Position title: A.W. Mellon Postdoctoral Fellow (2016-2018)

Address:
Geography, UW-Madison

Portrait image of Jessica Lehman on a beach

Planetary Sea: Oceanography and the Making of the World Ocean

My project explores the politics of science at the planetary scale by studying how the ‘world ocean’ has come to be known as a single dynamic entity with a special relationship to life on Earth. This work addresses a challenge of at the heart of contemporary environmental thought: the imperative to ‘scale up’ our analyses to encompass entire geophysical systems and humanity as a species, while attending to local particularities and radically varying and frequently unjust life experiences. I show how geopolitics, power relations, and ideas about nature shape, and are shaped by, international scientific programs that address the ocean at a global scale. Ultimately, I propose an alternative reading of international oceanographic science. This allows me to formulate the notion of the ‘ocean archive,’ which draws together insights from oceanographic science and postcolonial scholarship to consider different ways of conceptualizing the nature of history.
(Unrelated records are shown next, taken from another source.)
Issue #516, opened 2015-06-24
Add "popup dialog" support


GordonSmith:
I would imagine this will need (but am allowed to be wrong):
* layout/PopupSurface
* layout/DropButton (which implements the IInput API and opens an instance of the PopupSurface, positioned below it)

PR #544, opened 2015-07-02
Popup widget #516

dtsnell4:
@GordonSmith @mlzummo @jbrundage 

So I have refactored the Popup widget from button-controlled widget to a layout. 

Dermatology: http://rawgit.com/dtsnell4/Visualization/PopupWidget_516/demos/dermatology.html?src/layout/Popup

Basically redesigned so that you simply call yourwidget.updateState(true/false) to display and hide the widget. The test data creates a test button to do it, but with this implementation you can do it from anywhere.

Some points to consider... I can think of more advanced options, but these are the basics for me:
1.	Should we not load the widget until it is displayed the first time? If the end user never displays the popup, should we include that overhead on page load?
2.	What options should be included for closing the popup? A close button (X) in the top right? Clicking anywhere outside the popup (i.e. a modal dialog)? Include the future Titlebar widget? In my mind this could get complicated. Currently the button toggles the popup, but that’s not practical UX.
3.	Should I include a modal state option, i.e. no interaction with the page until the modal is dismissed (optional background mask)?
4.	As for positioning, should we include a default "centered" option and do the calculations automatically for the dev?

Please let me know your thoughts/comments.

### DIFF
--- a/src/layout/Popup.js
+++ b/src/layout/Popup.js
@@ -1,0 +1,138 @@
+"use strict";
+(function (root, factory) {
+    if (typeof define === "function" && define.amd) {
+        define(["d3", "../common/HTMLWidget", "../layout/Surface", "../form/Input", "../c3chart/Column", "css!./Popup", "css!font-awesome",], factory);
+    } else {
+        root.layout_Popup = factory(root.d3, root.common_HTMLWidget, root.layout_Surface, root.form_Input, root.c3chart_Column);
+    }
+}(this, function (d3, HTMLWidget, Surface, Input, Column) {
+    function Popup() {
+        HTMLWidget.call(this);
+
+        this._tag = "div";
+
+        this._surfaceButtons = [];
+    }
+    Popup.prototype = Object.create(HTMLWidget.prototype);
+    Popup.prototype._class += " layout_Popup";
+    
+    Popup.prototype.publish("popupState", false, "boolean", "State of the popup, visible (true) or hidden (false)",null,{});
+    Popup.prototype.publish("top", null, "number", "Top position property of popup",null,{});
+    Popup.prototype.publish("bottom", null, "number", "Bottom position property of popup",null,{});
+    Popup.prototype.publish("left", null, "number", "Left position property of popup",null,{});
+    Popup.prototype.publish("right", null, "number", "Right position property of popup",null,{});
+    Popup.prototype.publish("position", "relative", "set", "Value of the 'position' property",["absolute", "relative", "fixed", "static", "initial", "inherit" ],{tags:['Private']});
+    Popup.prototype.publish("showTestButton", false, "boolean", "Test Button in target",null,{});
+    Popup.prototype.publish("buttonName", null, "string", "Button name property",null,{});
+    Popup.prototype.publish("buttonLabel", "", "string", "Button label text",null,{});
+    Popup.prototype.publish("widget", null, "widget", "Widget",null,{tags:['Private']});
+
+
+    Popup.prototype.testData = function () {
+        this.showTestButton(true);
+        this.position("absolute");
+        this.top(30);
+        
+        var context = this;
+        this._testButton = new Input()
+            .type("button")
+            .value("Open Popup")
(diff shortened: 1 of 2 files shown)


src/layout/Popup.js
```diff
@@ -0,0 +1,157 @@
...
+        this._tag = "div";
+
+        this._surfaceButtons = [];
+    }
+    Popup.prototype = Object.create(HTMLWidget.prototype);
+    Popup.prototype._class += " layout_Popup";
+    
+    Popup.prototype.publish("showTestButton", false, "boolean", "Test Button in target",null,{});
+    Popup.prototype.publish("popupState", false, "boolean", "State of the popup, visible (true) or hidden (false)",null,{});
+    Popup.prototype.publish("width", null, "number", "Popup width",null,{});
```
GordonSmith: width and height are already used in the base class Widget - overriding them will probably cause pain.

src/layout/Popup.js
```diff
@@ -0,0 +1,157 @@
...
+    Popup.prototype.update = function (domNode, element) {
+        HTMLWidget.prototype.update.apply(this, arguments);
+        var context = this;        
+
+        element
+            .style("position",this.position())
+            .style("left",this.left() + "px")
+            .style("right",this.right() + "px")
+            .style("top",this.top() + "px")
+            .style("bottom",this.bottom() + "px")
```
GordonSmith: If these styles were published for the existing surface, would it "work" as a the popup surface?

dtsnell4: I suppose it would

dtsnell4: I am curious though, why does this widget need anything other than the div.popupWidget that is created as a container?  If the developer wants a surface or titlebar or buttons, etc. they have all those widgets at their disposal.  I feel like I might be missing something...

src/layout/Popup.js
```diff
@@ -0,0 +1,145 @@
...
+        ;
+        
+        if (this.popupState()) {
+            element.style("display", "block");
+        } else {
+            element.style("display", "none");
+        }
+//
```
mlzummo: remove comment

src/layout/Popup.js
```diff
@@ -0,0 +1,145 @@
...
+    Popup.prototype.publish("right", null, "number", "Right position property of popup",null,{});
+    Popup.prototype.publish("position", "relative", "set", "Value of the 'position' property",["absolute", "relative", "fixed", "static", "initial", "inherit" ],{tags:['Private']});
+    
+    Popup.prototype.publish("showTestButton", false, "boolean", "Test Button in target",null,{});
+    Popup.prototype.publish("buttonName", null, "string", "Button name property",null,{});
+    Popup.prototype.publish("buttonLabel", "", "string", "Button label text",null,{});
+
+    Popup.prototype.publish("widget", null, "widget", "Widget",null,{tags:['Private']});
+
+
```
mlzummo: remove extra spaces

src/layout/Popup.js
```diff
@@ -0,0 +1,145 @@
...
+                    callback(widget);
+                }
+            }
+        });
+        
+        return this;
+    };
+
+    Popup.prototype.click = function(obj) {
+        console.log('Clicked: ' + obj.id);
```
mlzummo: use double quotes everywhere possible (even in publish param tag)

src/layout/Popup.js
```diff
@@ -0,0 +1,145 @@
...
+            this.popupState(visible).update(this._domNode, this._element);
+    };
+    
+    Popup.prototype.enter = function (domNode, element) {
+        HTMLWidget.prototype.enter.apply(this, arguments);
+
+        if (this._testButton) {
+            this._testButton.target(domNode.parentNode).render();
+        }
+        this._domNode = domNode;
```
mlzummo: prolly a better way to get this information than restoring it in a private var?

dtsnell4: Probably but I could not think of one.  Suggestions are welcomed.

Jessi Lehman is a geographer and interdisciplinary scholar interested most broadly in environmental politics, uncertainty, and inequality. She received an M.A. from the University of British Columbia, and a Ph.D. in Geography from the University of Minnesota, where she was also a fellow at the Interdisciplinary Center for the Study of Global Change. Her Ph.D. project focused on the geopolitics of ocean space and international oceanographic science, and involved archival research and interviews in the United States, the United Kingdom, and South Africa. She also has undertaken broader work on the politics of environmental change and resource extraction. She is currently at work a project entitled Planetary Sea: Oceanography and the Making of the World Ocean.